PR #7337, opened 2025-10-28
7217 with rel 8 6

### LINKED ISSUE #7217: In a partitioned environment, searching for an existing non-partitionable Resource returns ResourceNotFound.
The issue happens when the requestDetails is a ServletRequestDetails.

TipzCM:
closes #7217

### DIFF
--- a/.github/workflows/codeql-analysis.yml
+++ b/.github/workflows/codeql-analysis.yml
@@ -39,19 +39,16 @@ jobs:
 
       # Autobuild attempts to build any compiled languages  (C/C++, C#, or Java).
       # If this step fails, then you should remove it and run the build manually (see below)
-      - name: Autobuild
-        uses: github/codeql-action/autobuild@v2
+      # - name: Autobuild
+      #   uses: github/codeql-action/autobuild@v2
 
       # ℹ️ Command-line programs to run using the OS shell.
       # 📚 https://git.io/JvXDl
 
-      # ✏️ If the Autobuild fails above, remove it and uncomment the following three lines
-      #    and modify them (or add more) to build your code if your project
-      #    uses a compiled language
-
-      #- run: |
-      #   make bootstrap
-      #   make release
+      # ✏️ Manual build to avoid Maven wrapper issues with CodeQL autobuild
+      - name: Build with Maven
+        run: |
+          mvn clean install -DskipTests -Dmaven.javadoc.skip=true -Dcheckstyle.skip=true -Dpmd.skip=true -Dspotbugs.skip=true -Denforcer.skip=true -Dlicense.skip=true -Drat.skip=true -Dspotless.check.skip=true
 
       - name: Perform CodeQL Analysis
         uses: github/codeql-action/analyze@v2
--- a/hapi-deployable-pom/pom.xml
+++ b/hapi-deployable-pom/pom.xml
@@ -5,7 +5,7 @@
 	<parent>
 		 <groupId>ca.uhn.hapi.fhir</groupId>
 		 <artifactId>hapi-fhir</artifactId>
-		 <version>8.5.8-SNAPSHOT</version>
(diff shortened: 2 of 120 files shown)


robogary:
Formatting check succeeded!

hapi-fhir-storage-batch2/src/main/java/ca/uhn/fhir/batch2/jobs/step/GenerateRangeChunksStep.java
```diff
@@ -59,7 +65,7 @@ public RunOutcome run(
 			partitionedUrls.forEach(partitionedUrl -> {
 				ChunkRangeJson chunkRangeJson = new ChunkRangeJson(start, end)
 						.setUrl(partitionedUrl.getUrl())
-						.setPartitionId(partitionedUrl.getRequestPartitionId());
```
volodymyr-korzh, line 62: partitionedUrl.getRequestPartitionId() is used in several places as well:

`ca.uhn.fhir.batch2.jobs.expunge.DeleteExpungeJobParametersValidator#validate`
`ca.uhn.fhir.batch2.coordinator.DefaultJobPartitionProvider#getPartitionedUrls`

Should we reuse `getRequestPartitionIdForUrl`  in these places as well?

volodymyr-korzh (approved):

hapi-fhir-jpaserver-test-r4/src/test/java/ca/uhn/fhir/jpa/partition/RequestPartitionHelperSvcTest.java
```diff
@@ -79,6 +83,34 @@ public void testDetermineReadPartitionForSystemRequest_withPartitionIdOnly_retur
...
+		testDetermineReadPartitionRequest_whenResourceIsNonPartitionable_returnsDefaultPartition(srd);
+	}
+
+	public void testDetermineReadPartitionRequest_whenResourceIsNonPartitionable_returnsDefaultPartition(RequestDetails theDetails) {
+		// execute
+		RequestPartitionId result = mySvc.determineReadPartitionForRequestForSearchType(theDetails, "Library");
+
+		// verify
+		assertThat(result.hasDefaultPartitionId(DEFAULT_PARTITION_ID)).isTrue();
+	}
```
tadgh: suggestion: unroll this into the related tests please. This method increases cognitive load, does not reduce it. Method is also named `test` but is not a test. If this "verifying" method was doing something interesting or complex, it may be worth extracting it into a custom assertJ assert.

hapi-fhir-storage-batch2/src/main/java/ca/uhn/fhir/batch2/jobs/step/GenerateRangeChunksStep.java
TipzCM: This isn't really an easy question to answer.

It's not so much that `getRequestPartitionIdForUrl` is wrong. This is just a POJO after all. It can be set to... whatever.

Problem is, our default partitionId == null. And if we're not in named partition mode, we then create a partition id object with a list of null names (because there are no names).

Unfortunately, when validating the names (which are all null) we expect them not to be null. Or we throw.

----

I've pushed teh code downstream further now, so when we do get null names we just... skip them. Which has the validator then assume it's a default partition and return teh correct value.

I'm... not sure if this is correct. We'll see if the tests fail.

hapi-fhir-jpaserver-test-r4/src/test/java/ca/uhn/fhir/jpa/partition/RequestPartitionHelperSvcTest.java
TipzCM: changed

#### ACTIVITY:
Every one of the records is to be copied word for word.

#### ANSWER TO THIS TASK:
PR #7337, opened 2025-10-28
7217 with rel 8 6

### LINKED ISSUE #7217: In a partitioned environment, searching for an existing non-partitionable Resource returns ResourceNotFound.
The issue happens when the requestDetails is a ServletRequestDetails.

TipzCM:
closes #7217

### DIFF
--- a/.github/workflows/codeql-analysis.yml
+++ b/.github/workflows/codeql-analysis.yml
@@ -39,19 +39,16 @@ jobs:
 
       # Autobuild attempts to build any compiled languages  (C/C++, C#, or Java).
       # If this step fails, then you should remove it and run the build manually (see below)
-      - name: Autobuild
-        uses: github/codeql-action/autobuild@v2
+      # - name: Autobuild
+      #   uses: github/codeql-action/autobuild@v2
 
       # ℹ️ Command-line programs to run using the OS shell.
       # 📚 https://git.io/JvXDl
 
-      # ✏️ If the Autobuild fails above, remove it and uncomment the following three lines
-      #    and modify them (or add more) to build your code if your project
-      #    uses a compiled language
-
-      #- run: |
-      #   make bootstrap
-      #   make release
+      # ✏️ Manual build to avoid Maven wrapper issues with CodeQL autobuild
+      - name: Build with Maven
+        run: |
+          mvn clean install -DskipTests -Dmaven.javadoc.skip=true -Dcheckstyle.skip=true -Dpmd.skip=true -Dspotbugs.skip=true -Denforcer.skip=true -Dlicense.skip=true -Drat.skip=true -Dspotless.check.skip=true
 
       - name: Perform CodeQL Analysis
         uses: github/codeql-action/analyze@v2
--- a/hapi-deployable-pom/pom.xml
+++ b/hapi-deployable-pom/pom.xml
@@ -5,7 +5,7 @@
 	<parent>
 		 <groupId>ca.uhn.hapi.fhir</groupId>
 		 <artifactId>hapi-fhir</artifactId>
-		 <version>8.5.8-SNAPSHOT</version>
(diff shortened: 2 of 120 files shown)


robogary:
Formatting check succeeded!

hapi-fhir-storage-batch2/src/main/java/ca/uhn/fhir/batch2/jobs/step/GenerateRangeChunksStep.java
```diff
@@ -59,7 +65,7 @@ public RunOutcome run(
 			partitionedUrls.forEach(partitionedUrl -> {
 				ChunkRangeJson chunkRangeJson = new ChunkRangeJson(start, end)
 						.setUrl(partitionedUrl.getUrl())
-						.setPartitionId(partitionedUrl.getRequestPartitionId());
```
volodymyr-korzh, line 62: partitionedUrl.getRequestPartitionId() is used in several places as well:

`ca.uhn.fhir.batch2.jobs.expunge.DeleteExpungeJobParametersValidator#validate`
`ca.uhn.fhir.batch2.coordinator.DefaultJobPartitionProvider#getPartitionedUrls`

Should we reuse `getRequestPartitionIdForUrl`  in these places as well?

volodymyr-korzh (approved):

hapi-fhir-jpaserver-test-r4/src/test/java/ca/uhn/fhir/jpa/partition/RequestPartitionHelperSvcTest.java
```diff
@@ -79,6 +83,34 @@ public void testDetermineReadPartitionForSystemRequest_withPartitionIdOnly_retur
...
+		testDetermineReadPartitionRequest_whenResourceIsNonPartitionable_returnsDefaultPartition(srd);
+	}
+
+	public void testDetermineReadPartitionRequest_whenResourceIsNonPartitionable_returnsDefaultPartition(RequestDetails theDetails) {
+		// execute
+		RequestPartitionId result = mySvc.determineReadPartitionForRequestForSearchType(theDetails, "Library");
+
+		// verify
+		assertThat(result.hasDefaultPartitionId(DEFAULT_PARTITION_ID)).isTrue();
+	}
```
tadgh: suggestion: unroll this into the related tests please. This method increases cognitive load, does not reduce it. Method is also named `test` but is not a test. If this "verifying" method was doing something interesting or complex, it may be worth extracting it into a custom assertJ assert.

hapi-fhir-storage-batch2/src/main/java/ca/uhn/fhir/batch2/jobs/step/GenerateRangeChunksStep.java
TipzCM: This isn't really an easy question to answer.

It's not so much that `getRequestPartitionIdForUrl` is wrong. This is just a POJO after all. It can be set to... whatever.

Problem is, our default partitionId == null. And if we're not in named partition mode, we then create a partition id object with a list of null names (because there are no names).

Unfortunately, when validating the names (which are all null) we expect them not to be null. Or we throw.

----

I've pushed teh code downstream further now, so when we do get null names we just... skip them. Which has the validator then assume it's a default partition and return teh correct value.

I'm... not sure if this is correct. We'll see if the tests fail.

hapi-fhir-jpaserver-test-r4/src/test/java/ca/uhn/fhir/jpa/partition/RequestPartitionHelperSvcTest.java
TipzCM: changed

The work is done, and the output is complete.